C’est vrai que le silence se montre rarement franc du collier. Le procureur de la Confédération Michael Lauber ainsi se voit bruyamment reproché d’avoir tu l’une de ses rencontres avec le boss de la FIFA Gianni Infantino, patron de tous les calcios, alors qu’il aurait dû bien évidemment en parler.

La logique est limpide: jamais époque ne fut aussi bruyante et jamais chacun n’aura autant été sommé de tout dire. De l’ère du soupçon on est passé vite fait à celle de la transparence dénudante, du «n’avouez jamais» au «dites-nous tout». Juste avant sans doute le mythique «nous avons les moyens de vous faire parler».

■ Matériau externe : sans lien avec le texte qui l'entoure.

Issue #2657, opened 2017-11-23
cacert.pem outdated; NAB Transact failing


guaguasi:
Using `activemerchant 1.75.0` with `ruby 2.4.2p198` and `active_support 5.1.4` on `CentOS Linux release 7.4.1708`

NAB Transact updated their gateway certificate Nov 23rd, 10:47 AM AEDT (Sydney time) causing every subsequent transaction to fail with the very detailed `The SSL connection to the remote server could not be established` error message. Turns out it was a peer verification error. OpenSSL via the CLI connected just fine.

I ended up replacing `lib/certs/cacert.pem` in the gem source with `/etc/pki/tls/cert.pem`, which appears to be the same file as `/etc/pki/tls/certs/ca-bundle.crt`, and the transactions started to flow once more.

Am I bonkers in doing this? Is this a valid issue?

ralleman:
This is good to know because I'm seeing the same thing. What's the correct resolution for this?

bpollack:
Merging into #2901.

PR #2614, opened 2017-10-10
Entrust Root CA certificates for Barclays EPDQ Extra Plus Gateway

pacso:
As described in #2613 there are missing root certificates when attempting to validate the SSL certificate for `payments.epdq.co.uk`.

This PR adds the missing certificates.

You can verify the added certificates on the following page: https://www.entrust.com/get-support/ssl-certificate-support/root-certificate-downloads/

PR #2662, opened 2017-12-01
Regenerated cacert.pem

guaguasi:
cacert.pem is extremely outdated, regenerated it using libcurl's `mk-ca-bundle.pl`. Should address #2657, #2614, and similar.


rwdaigle:
There's been some discussion amongst @activemerchant/spreedly that we should remove the certs from the project itself all together, instead relying on the certificate management of each environment as is the default for almost all other projects.

Curious if @activemerchant/developers are using AM's certs or are already overriding with system certs?

guaguasi:
Copying the system's ca-bundle was how I initially fixed my issue (#2657) before finding out how to regenerate the mozilla bundle file. I'm currently assigning the system bundle to the `CA_FILE` constant as a stop gap which seems to be working but is throwing a warning. It appears that currently it's still using AM's certs.

Personally, I feel it should use the environment's bundle by default with an up to date `cacert.pem`  file as a fallback, as well as a proper way to specify a custom location for a bundle.

guaguasi:
@bpollack I can understand that. I literally just downloaded `certdata.txt` file the original `cacert.pem` was generated with and used `mk-ca-bundle.pl` to generate the `cacert.pem` in this PR. It should contain all the current certificates, right?

varyonic:
I'm not a member of @activemerchant/developers and I was caught by surprise when the Digicert Global Root G2 cert expired yesterday, used to verify sermepa.es (Redsys). Took me a while first to update our old Ubuntu ca-certificates package and then to overwrite cacert.pem currently provided.  This is a small shop so not much attention paid here to managing certs at the Rails environment level.

bpollack:
I'm going to close this for now; we're trying to figure out what to do internally, and I'm tracking various proposals in #2901.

Le silence pourtant fut une marque de sagesse suprême: tourner sept fois sa langue conseillait la Bible, avant d’éructer une nouvelle ânerie. Ou encore cette scie taoïste que chacun connait: «Celui qui parle ne sait pas, celui qui sait ne parle pas.» Le silence depuis est devenu un objet de suspicion intense, pour ne pas dire de scandale.

Au point qu’un ancien premier-ministre français – Édouard Balladur pour le nommer – est entré dans l’histoire pour une seule phrase, la seule qu’on retiendra de lui, la plus iconoclaste, la plus provocante sans doute qu’il ait jamais prononcée, adressée qui plus est à ses partisans pour faire taire sifflets et huées à l’annonce de son échec au premier tour de l’élection présidentielle: «Je vous demande de vous arrêter.»

Au point, enfin, qu’on ne sait plus trop de quoi on parle quand on parle du silence, cette bizarrerie si déstabilisante. Qu’a-t-on entendu et lu partout à propos de l’action de la jeune Diane? Que l’écolière en appelait à «une grève du silence». Alors que c’était précisément le contraire: une grève de la parole.